## Activity
Return each line of the entries that holds the string "Timeline".

## Dataset content
+ + + + + + +

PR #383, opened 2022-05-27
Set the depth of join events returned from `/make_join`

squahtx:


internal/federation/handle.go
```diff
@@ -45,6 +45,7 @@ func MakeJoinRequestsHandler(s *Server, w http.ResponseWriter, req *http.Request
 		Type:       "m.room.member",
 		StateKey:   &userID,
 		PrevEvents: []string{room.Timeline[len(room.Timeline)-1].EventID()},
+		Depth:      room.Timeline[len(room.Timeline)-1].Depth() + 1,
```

+ + + + + + +

## Result of this task
 		PrevEvents: []string{room.Timeline[len(room.Timeline)-1].EventID()},
+		Depth:      room.Timeline[len(room.Timeline)-1].Depth() + 1,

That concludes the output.